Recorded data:
Content starts

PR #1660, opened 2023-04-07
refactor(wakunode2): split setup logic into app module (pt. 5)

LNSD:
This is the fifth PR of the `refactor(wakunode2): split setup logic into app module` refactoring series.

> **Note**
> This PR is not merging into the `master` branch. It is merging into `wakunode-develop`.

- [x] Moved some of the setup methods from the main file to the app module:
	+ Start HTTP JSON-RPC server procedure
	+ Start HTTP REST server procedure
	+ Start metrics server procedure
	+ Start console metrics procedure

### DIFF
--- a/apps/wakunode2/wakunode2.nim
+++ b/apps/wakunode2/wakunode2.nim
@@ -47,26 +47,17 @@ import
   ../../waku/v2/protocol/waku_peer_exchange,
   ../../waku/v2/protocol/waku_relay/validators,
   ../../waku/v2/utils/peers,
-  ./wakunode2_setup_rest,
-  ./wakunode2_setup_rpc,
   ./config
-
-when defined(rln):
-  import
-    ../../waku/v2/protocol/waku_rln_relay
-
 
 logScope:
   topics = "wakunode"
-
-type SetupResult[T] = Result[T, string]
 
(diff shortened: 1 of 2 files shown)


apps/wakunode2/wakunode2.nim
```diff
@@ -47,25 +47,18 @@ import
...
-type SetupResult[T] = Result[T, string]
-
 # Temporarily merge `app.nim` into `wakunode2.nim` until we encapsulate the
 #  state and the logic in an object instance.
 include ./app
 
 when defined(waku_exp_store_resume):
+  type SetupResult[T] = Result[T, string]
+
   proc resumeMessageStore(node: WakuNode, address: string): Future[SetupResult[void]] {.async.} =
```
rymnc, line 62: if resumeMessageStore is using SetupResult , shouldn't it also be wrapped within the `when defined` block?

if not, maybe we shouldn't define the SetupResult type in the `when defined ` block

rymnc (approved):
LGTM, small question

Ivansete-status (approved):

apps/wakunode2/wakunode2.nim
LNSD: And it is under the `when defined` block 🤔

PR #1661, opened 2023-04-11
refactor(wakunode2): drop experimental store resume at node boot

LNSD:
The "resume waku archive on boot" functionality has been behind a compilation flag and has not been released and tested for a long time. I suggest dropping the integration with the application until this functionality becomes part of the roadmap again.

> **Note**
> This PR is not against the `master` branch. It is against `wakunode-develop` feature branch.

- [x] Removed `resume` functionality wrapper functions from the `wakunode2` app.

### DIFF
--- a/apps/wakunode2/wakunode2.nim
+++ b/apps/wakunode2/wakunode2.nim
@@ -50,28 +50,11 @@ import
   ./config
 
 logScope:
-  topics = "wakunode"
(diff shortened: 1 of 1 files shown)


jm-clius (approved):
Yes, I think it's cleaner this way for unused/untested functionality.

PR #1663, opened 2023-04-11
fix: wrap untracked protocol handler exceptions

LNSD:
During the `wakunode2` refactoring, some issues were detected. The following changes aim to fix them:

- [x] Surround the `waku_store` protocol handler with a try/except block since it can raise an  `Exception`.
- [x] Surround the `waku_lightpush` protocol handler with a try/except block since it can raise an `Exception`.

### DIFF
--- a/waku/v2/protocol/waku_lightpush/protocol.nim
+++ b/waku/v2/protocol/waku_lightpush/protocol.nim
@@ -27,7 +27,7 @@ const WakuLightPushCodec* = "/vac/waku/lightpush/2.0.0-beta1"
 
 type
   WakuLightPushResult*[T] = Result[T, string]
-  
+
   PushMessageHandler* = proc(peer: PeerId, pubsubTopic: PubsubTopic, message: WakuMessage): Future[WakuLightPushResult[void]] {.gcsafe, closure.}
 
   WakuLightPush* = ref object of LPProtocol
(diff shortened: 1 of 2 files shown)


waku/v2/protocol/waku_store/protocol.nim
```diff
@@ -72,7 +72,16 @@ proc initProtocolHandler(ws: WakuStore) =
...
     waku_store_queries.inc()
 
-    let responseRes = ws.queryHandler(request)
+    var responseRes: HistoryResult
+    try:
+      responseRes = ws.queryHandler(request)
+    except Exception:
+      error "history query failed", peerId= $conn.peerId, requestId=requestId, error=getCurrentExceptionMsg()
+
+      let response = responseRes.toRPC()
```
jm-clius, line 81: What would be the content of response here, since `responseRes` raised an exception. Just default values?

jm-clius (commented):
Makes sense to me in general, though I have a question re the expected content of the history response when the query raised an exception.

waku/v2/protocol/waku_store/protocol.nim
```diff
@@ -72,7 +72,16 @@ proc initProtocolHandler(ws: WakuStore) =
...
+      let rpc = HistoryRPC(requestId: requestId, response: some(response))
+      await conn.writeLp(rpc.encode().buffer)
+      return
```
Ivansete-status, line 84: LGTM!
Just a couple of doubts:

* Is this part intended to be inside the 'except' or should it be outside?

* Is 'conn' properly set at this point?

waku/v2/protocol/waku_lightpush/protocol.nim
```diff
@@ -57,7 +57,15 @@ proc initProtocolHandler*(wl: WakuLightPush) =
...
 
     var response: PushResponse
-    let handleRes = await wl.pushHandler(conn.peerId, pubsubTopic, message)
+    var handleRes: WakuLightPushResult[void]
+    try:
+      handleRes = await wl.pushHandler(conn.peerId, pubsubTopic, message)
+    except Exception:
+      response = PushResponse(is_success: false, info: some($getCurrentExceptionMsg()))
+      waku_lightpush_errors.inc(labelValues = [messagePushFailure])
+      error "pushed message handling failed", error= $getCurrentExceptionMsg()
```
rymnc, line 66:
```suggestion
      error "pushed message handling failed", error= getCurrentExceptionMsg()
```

Content ends
Content starts

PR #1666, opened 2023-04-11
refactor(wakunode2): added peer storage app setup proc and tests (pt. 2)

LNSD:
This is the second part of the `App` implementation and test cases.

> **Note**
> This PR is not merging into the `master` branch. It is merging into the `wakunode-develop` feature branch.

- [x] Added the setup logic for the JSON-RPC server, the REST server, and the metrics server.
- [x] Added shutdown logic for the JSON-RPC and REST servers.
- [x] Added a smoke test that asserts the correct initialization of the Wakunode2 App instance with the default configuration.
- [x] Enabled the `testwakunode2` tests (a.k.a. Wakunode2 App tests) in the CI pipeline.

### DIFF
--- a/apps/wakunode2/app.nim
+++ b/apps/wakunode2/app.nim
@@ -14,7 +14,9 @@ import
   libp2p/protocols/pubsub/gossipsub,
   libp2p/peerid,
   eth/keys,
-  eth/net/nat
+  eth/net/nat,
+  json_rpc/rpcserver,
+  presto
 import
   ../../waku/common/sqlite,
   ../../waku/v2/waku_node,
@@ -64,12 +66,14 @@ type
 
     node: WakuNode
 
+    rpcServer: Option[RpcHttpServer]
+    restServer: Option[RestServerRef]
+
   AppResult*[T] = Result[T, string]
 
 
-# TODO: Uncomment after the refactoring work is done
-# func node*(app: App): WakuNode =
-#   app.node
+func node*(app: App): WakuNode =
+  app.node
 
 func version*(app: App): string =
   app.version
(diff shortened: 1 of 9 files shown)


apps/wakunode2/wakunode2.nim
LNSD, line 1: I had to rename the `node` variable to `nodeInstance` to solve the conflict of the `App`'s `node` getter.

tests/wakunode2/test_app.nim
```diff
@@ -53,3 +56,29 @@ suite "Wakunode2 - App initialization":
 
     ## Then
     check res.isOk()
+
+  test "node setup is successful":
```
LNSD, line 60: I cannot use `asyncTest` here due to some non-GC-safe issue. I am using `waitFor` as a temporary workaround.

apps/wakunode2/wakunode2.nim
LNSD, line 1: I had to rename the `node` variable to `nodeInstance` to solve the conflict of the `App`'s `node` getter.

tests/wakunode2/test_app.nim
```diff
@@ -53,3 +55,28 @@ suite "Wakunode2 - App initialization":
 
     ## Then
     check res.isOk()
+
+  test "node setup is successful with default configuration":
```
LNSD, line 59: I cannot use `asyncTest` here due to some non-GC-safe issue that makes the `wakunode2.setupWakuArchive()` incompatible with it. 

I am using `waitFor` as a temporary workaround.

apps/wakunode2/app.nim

Content ends

| TASK DETAILS |
Show each line of the data that contains the string "module".

| TASK SOLUTION |
refactor(wakunode2): split setup logic into app module (pt. 5)
This is the fifth PR of the `refactor(wakunode2): split setup logic into app module` refactoring series.
- [x] Moved some of the setup methods from the main file to the app module:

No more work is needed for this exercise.